§ **WHAT THIS TASK INVOLVES**: Every line in the records below with the string "PivotQueryBuilder" needs to be copied out.

(Collected data)
==========

PR #22081, opened 2026-04-17
fix: sort-only table calculations appearing as chart series (#21965)

owlas:
## Summary

- Adds a dedicated `sortOnlyColumns` field to `PivotConfiguration` to separate metrics needed for SQL sort anchor CTEs from metrics that should be displayed as chart series
- `PivotQueryBuilder.toSql()` merges both lists for SQL generation, but only `valuesColumns` flows through to `pivotDetails` in the API response
- Removes the `visibleMetricFieldIds` workaround in `getCartesianPivotConfig` that was added as a downstream patch for this issue

## Context

PR #21883 fixed pivot chart sorting when the sort field isn't on the Y-axis by adding sort-only metrics to `valuesColumns`. But `valuesColumns` serves double duty — it's both the list for SQL generation AND the list that flows to the frontend as chart series. This caused sort-only metrics to render as unwanted chart series.

## Test plan

- [x] `pnpm -F common typecheck` passes
- [x] `pnpm -F backend typecheck` passes (only pre-existing formula errors)
- [x] `pnpm -F common test -- --testPathPattern=pivot` — all 64 tests pass
- [ ] Manual: create a pivoted cartesian chart with a table calc sort field — the table calc should NOT appear as a series, sort should still work

Issue #10229, opened 2024-05-29
We should validate references in custom SQL dimensions


TuringLovesDeathMetal:
### Description

Right now, custom SQL dimensions are not validated on `lightdash validate`. We should make sure these are included in validation.

PR #22421, opened 2026-04-27
fix: cartesian x-axis collapsing when table calculation is also a sort field

### LINKED ISSUE #22389: Cartesian chart x-axis only renders first value when x-axis is a table calculation that is also a sort field
## Symptom

When a Cartesian chart uses a **table calculation** as the **x-axis field**, and that same table calculation is **also used to sort the results**, the chart only renders the first distinct x-axis value. All other rows collapse into a single point/bar even though the underlying query returns multiple distinct values for that field.

Switching the x-axis to the raw dimension that the table calc is built from (or sorting by a different field) restores the expected chart with all distinct x-axis values.

## Reproduction

1. Create a saved chart (Cartesian: bar/line/etc.) with a query containing:
   * At least one dimension
   * At least one metric (used on y-axis)
   * A string-typed table calculation derived from the dimension (e.g. a `CASE` or formatted label of the raw dimension)
2. Set the table calculation as the **x-axis field**.
3. Sort the results by that same table calculation.
4. Run the chart.

Expected: chart shows one x-axis tick per distinct table-calc value.<br>Actual: chart shows only the first table-calc value with data; remaining values are missing from the rendered series.

If you change the sort to reference the raw dimension instead of the table calc (keeping the table calc on the x-axis), the chart renders correctly. Likewise, if you keep the sort on the table calc but switch the x-axis to the raw dimension, the chart also renders correctly. Both conditions together (table calc as x-axis AND as sort field) are required to trigger the bug.

## Scope

* Affects Cartesian charts (bar, line, etc.) that pivot via `derivePivotConfigFromChart`.
* Field type of the table calc does not matter — confirmed with `string`-typed table calculations.
* Reproduces when the table calc is just a relabelling of an existing dimension, but is not limited to that case.

## Regression source

This is a regression introduced by PR lightdash/lightdash#22081 ("fix: sort-only table calculations appearing as chart series", merged 2026-04-17, released in v0.2761.4), which fixed issue [PROD-6952](https://linear.app/lightdash/issue/PROD-6952/sort-only-table-calculation-appears-as-unwanted-chart-series-in).

That PR added a `sortOnlyMetrics` collection step to `packages/common/src/pivot/derivePivotConfigFromChart.ts` so that sort-only metrics/table calcs are surfaced to `PivotQueryBuilder` rather than being silently dropped. Before this PR, sorting by the x-axis table calc worked fine.

## Where the problem is

`packages/common/src/pivot/derivePivotConfigFromChart.ts`

Inside `getCartesianPivotConfiguration`, the `sortOnlyMetrics` filter (around lines 284-296) collects every sort field that is a metric or a table calculation and is not already in `valuesColumns`. It does **not** exclude the configured `xField`.

```ts
const sortOnlyMetrics = metricQuery.sorts
    .filter(
        (sort) =>
            !valuesRefs.has(sort.fieldId) &&
            (metricQuery.metrics.includes(sort.fieldId) ||
                (metricQuery.tableCalculations || []).some(
                    (tc) => tc.name === sort.fieldId,
                )),
    )
    .map((sort) => ({
        reference: sort.fieldId,
    }));
```

When the x-axis table calc is also a sort field, it is captured by this filter and merged into `allValuesColumns` (line 300), which is then passed to `getIndexColumn` as the `valuesColumns` argument:

```ts
const allValuesColumns = [...valuesColumns, ...sortOnlyMetrics];
const indexColumn = getIndexColumn(
    groupByColumns,
    allValuesColumns,
    fields,
    metricQuery,
    xField,
);
```

`getIndexColumn` (lines \~107-115) then filters out any name present in `valuesColumnsReferences`, which now includes the x-axis table calc:

```ts
const indexColumnNames = [
    ...metricQuery.dimensions,
    ...metricQuery.metrics,
    ...tableCalcNames,
].filter(
    (dim) =>
        !groupByColumnsReferences.includes(dim) &&
        !valuesColumnsReferences.includes(dim),
);
```

Net effect: the x-axis table calc never makes it into the pivot's `indexColumn`, so the resulting `PivotConfiguration` has no x-axis dimension for that field. Downstream, the chart series collapses onto a single index value.

The raw dimension does not hit this bug because the `sortOnlyMetrics` filter only considers metrics and table calculations, not dimensions.

## Why this matters

* This is a silent rendering bug. The query runs successfully and the results table shows all rows correctly — only the chart is wrong, which makes it easy to miss and easy to mistrust.
* Using a table calc to derive a display label for an x-axis (and sorting by that label to control axis order) is a common pattern.

## Notes for whoever picks this up

* Any fix must preserve the behaviour from PR lightdash/lightdash#22081 / issue [PROD-6952](https://linear.app/lightdash/issue/PROD-6952/sort-only-table-calculation-appears-as-unwanted-chart-series-in): a table calc that is **only** used for sorting (not on x-axis, not in y-axis values, not as a pivot column) must still be passed through to `PivotQueryBuilder` so its sort is honoured and an anchor CTE can be generated.
* Regression test should cover all four combinations: (table calc on x-axis, sort by table calc), (table calc on x-axis, sort by other), (sort-only table calc not on chart), (table calc on y-axis as value, also sort).
* Worth checking whether the same shape of bug exists for **metrics** used as the x-axis on scatter charts — the `sortOnlyMetrics` filter captures metrics too, and `getIndexColumn` only re-admits a metric as an index column when `dim === xField` (line 156). The same `valuesColumnsReferences` exclusion may strip a sort-anchored metric x-axis before that branch can run.

charliedowler:
## Summary

Fixes #22389 — Cartesian charts with a table calculation on the x-axis that
is also used as a sort field were collapsing onto a single x-axis tick. This
was a regression introduced by #22081, which over-broadly captured every
sort field as a "sort-only" value column.

- Preserve pivot index fields when the same metric/table calculation is also
  used for sorting (the #22389 fix).
- Keep sort-only metrics/table calculations available for ordering without
  leaking them into chart or export output (preserves #22081's intent).
- Avoid false unused-dimension validator warnings when a chart-used table
  calculation references hidden dimensions, including window-function and
  formula table calculations (closes the table-calculation half of #10229;
  custom SQL dimensions still pending).
- Add API, Cypress, and common utility coverage for the pivot sorting blast
  radius. Cypress selector now matches both `<svg>` and `<canvas>` echarts
  renderers (canvas became the default in #22422).

## Testing

- pnpm -F common test -- derivePivotConfigFromChart.test.ts
- pnpm -F common test -- chartValidation.test.ts
- pnpm -F common typecheck
- pnpm -F frontend typecheck
- SITE_URL=http://localhost:8100 pnpm -F api-tests test:api tests/pivotSorting.test.ts
- pnpm -F e2e cypress:run --spec cypress/e2e/app/pivotTables.cy.ts --config baseUrl=http://localhost:3020
- Targeted lint/format checks for touched packages

### DIFF
--- a/packages/api-tests/tests/pivotSorting.test.ts
+++ b/packages/api-tests/tests/pivotSorting.test.ts
@@ -369,7 +369,6 @@ describe('Pivot sorting', () => {
 
         expect(customerLabels.length).toBeGreaterThan(1);
         expect(new Set(customerLabels).size).toBeGreaterThan(1);
-        expect(customerLabels).toEqual([...customerLabels].sort());
     });
 
     it('returns x-axis metric values when the chart is sorted by that metric', async () => {
--- a/packages/api-tests/tests/pivotSorting.test.ts
+++ b/packages/api-tests/tests/pivotSorting.test.ts
@@ -1,14 +1,23 @@
 import {
     CartesianSeriesType,
     ChartType,
+    DashboardTileTypes,
+    DownloadFileType,
     FilterOperator,
     QueryHistoryStatus,
     SEED_PROJECT,
     TableCalculationType,
+    type ApiDownloadAsyncQueryResultsAsCsv,
     type ApiGetAsyncQueryResults,
+    type CreateChartInDashboard,
     type CreateChartInSpace,
+    type CreateDashboard,
+    type Dashboard,
+    type DashboardChartTile,
+    type DashboardFilters,
     type ResultRow,
     type SavedChart,
+    type UpdateDashboard,
 } from '@lightdash/common';
 import { afterAll, beforeAll, describe, expect, it } from 'vitest';
 import { ApiClient, Body } from '../helpers/api-client';
@@ -34,6 +43,16 @@ const getColumnIds = (results: ReadyQueryResults): string[] => [
     ...results.rows.flatMap((row) => Object.keys(row)),
 ];
 
+const getPivotValues = (
+    results: ReadyQueryResults,
+    fieldId: string,
+): unknown[] =>
+    results.pivotDetails?.valuesColumns.flatMap((column) =>
+        column.pivotValues
+            .filter((pivotValue) => pivotValue.referenceField === fieldId)
+            .map((pivotValue) => pivotValue.value),
+    ) ?? [];
+
 const booleanEqualsFilter = (fieldId: string, value: boolean) => ({
     dimensions: {
         id: `${fieldId}-filter`,
@@ -50,6 +69,12 @@ const booleanEqualsFilter = (fieldId: string, value: boolean) => ({
 
 const fieldReference = (fieldId: string) => `\${${fieldId}}`;
 
+const emptyDashboardFilters: DashboardFilters = {
+    dimensions: [],
+    metrics: [],
+    tableCalculations: [],
+};
+
 const customerLabelTableCalculation = {
     name: 'customer_label',
     displayName: 'Customer label',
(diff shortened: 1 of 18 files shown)


charliedowler:
* **#22421** <a href="https://app.graphite.com/github/pr/lightdash/lightdash/22421?utm_source=stack-comment-icon" target="_blank">Graphite</a> 👈 <a href="https://app.graphite.com/github/pr/lightdash/lightdash/22421?utm_source=stack-comment-view-in-graphite" target="_blank">(View in Graphite)</a>
* `main`


<h2></h2>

==========

§ **RESULT OF THE EXERCISE**:
- `PivotQueryBuilder.toSql()` merges both lists for SQL generation, but only `valuesColumns` flows through to `pivotDetails` in the API response
That PR added a `sortOnlyMetrics` collection step to `packages/common/src/pivot/derivePivotConfigFromChart.ts` so that sort-only metrics/table calcs are surfaced to `PivotQueryBuilder` rather than being silently dropped. Before this PR, sorting by the x-axis table calc worked fine.
* Any fix must preserve the behaviour from PR lightdash/lightdash#22081 / issue [PROD-6952](https://linear.app/lightdash/issue/PROD-6952/sort-only-table-calculation-appears-as-unwanted-chart-series-in): a table calc that is **only** used for sorting (not on x-axis, not in y-axis values, not as a pivot column) must still be passed through to `PivotQueryBuilder` so its sort is honoured and an anchor CTE can be generated.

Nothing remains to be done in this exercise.